- Type: Archaeological mound
- Location: Zhob district, Balochistan, Pakistan

History
- Built: 4300 BC

= Periano Ghundai =

Archeological site in Zhob, Balochistan

Periano Ghundai (پېريانو غونډۍ) meaning "The Hill of Fairies" was an archaeological mound located in the Zhob district in Balochistan, Pakistan. The site is located 3 km west of the town of Zhob. It was excavated in 1924 by Sir Aurel Stein and showed great resemblance to the Harappan culture.

It is located along the Zhob River which forms a part of the Indus River basin.

== Archaeology ==
Periano Ghundai was settled as early as 4300 BC, along with several other similar sites in Baluchistan.

The number of settlements known in Baluchistan and in the adjacent lowlands had greatly increased by around 4300 BC, and they included important settlements such as Periano Ghundai (in the Zhob Valley), Mundigak (in the Kandahar region), Faiz Mohammad (in the Quetta Valley), Togau (in the Sarawan region), and Sheri Khan Tarakai (in the Bannu basin).

These developments were taking place during Mehrgarh period III.

== Togau phase ==

Pre-Harappan Togau phase - main sites (triangles)

In a later period, Periano Ghundai belongs to the Togau phase in Baluchistan.
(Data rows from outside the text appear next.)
PR #324, opened 2019-05-24
Major refactoring for NamingStrategy

ivanobulo:
It is now also possible to apply NamingStrategy implicitly:

```scala
    implicit val naming: SnakeCase.type = SnakeCase
    val schema = SchemaFor[NamingTest]
    val decoder = Decoder[NamingTest]
```

I've added test case for that.


ivanobulo:
Encoder naming test is still failing because I haven't implemented for one yet. But naming tests for schema and decoder pass.

ivanobulo:
@sksamuel this is done. all unit tests pass. idk why the CI build is failed.

ivanobulo:
After thinking more about this change I feel like the only benefit of this change is backward compatibility but at increased complexity of the code.
If you feel the same go ahead and just close this PR.

sksamuel:
The idea of keeping the naming strategy with the schema is quite powerful
though.

ivanobulo:
I'll try to look at this with the fresh angle. I got much better understanding of the code after this PR so I hope I can come up with smth less complex to address this problem.

sksamuel:
So where did we get up to with this.
I think deciding on the naming strategy is the only thing stopping me releasing 3.0 final.

ivanobulo:
I didn't have time to reflect on this. Let's continue with your original solution.

PR #332, opened 2019-06-11
Fix incorrect name lookup with enums

alexjg:
Ran into an issue where enums with the `@AvroName` annotation were failing to decode. For some reason it seems to only be replicated by a round trip through the encoder and decoder. I've attached a test which reproduces the issue but it may be in the wrong place. (given that it's in the `decoder` test folder).


sksamuel:
:+1:

PR #335, opened 2019-06-21
Adds refined module

### LINKED ISSUE #327: Add refined module
I think it would be cool if there was a [refined](https://github.com/fthomas/refined) module, providing avro4s typeclass instances for refined types. 

I have some experience with this so would be happy to give it a go.

I envision it being setup same way as the cats module.

Let me know what you think!

lacarvalho91:
Closes #327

Togau ware is dated 3500-3000 BC. It was first defined by Beatrice de Cardi in 1948. Togau is a large mound in the Chhappar Valley of Sarawan, 12 kilometer northwest of Kalat in Baluchistan.
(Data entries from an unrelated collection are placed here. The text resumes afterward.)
PR #111, opened 2019-04-17
Removed urgency page and altered content

CWaszczuk-DIT:
User Research proved the urgency page caused more problems so it's been removed.
Content has also been updated to represent changes


conf/urls.py
```diff
@@ -598,11 +598,6 @@
         marketaccess.views.MarketAccessView.as_view(),
         name='market-access'
     ),
-    url(
-        r'^report-trade-barrier/report/emergency-details/$',
-        marketaccess.views.ReportBarrierEmergencyView.as_view(),
-        name='market-access-emergency'
-    ),
```
richtier: is there a sane place to redirect this to?

CWaszczuk-DIT: If this is a case of potential bookmarking, the service hasn't gone live yet so no-one would have used the pages outside of people testing.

Togau is a fine black-painted pottery which originated in southern Afghanistan (Mundigak region) and eastern Balochistan (Kachi-Bolan region). Later, it spread to central/southern Balochistan (Surab, Jhalawan, and Makran regions) and the Indus Valley (Amri).

According to Jarrige et al (2011), four stages have been defined in the evolution of the Togau pottery, as attested during the Mehrgarh Period III. This tradition started to develop in the 5th millennium BC and continued up to mid-4th millennium (3500 BC).

Togau and Kili Ghul Mohammad wares are closely related. Traditionally, they are considered as the first painted pottery styles in Balochistan.

== Ceramics ==
Periano Ghundai painted ware is distinguished by black-on-red slip decorations. Geometric motifs predominate and are similar to those on Faiz Muhammad and Quetta ware potteries of the Damb Sadat phase. Thus, there seem to be cultural connections between Periano Ghundai and Damb Sadat phases.

Although similar, Faiz Muhammad painted ware is characterized by black-on-grey slip decorations.

Periano Ghundai site was completely destroyed by the locals sometime after 1950.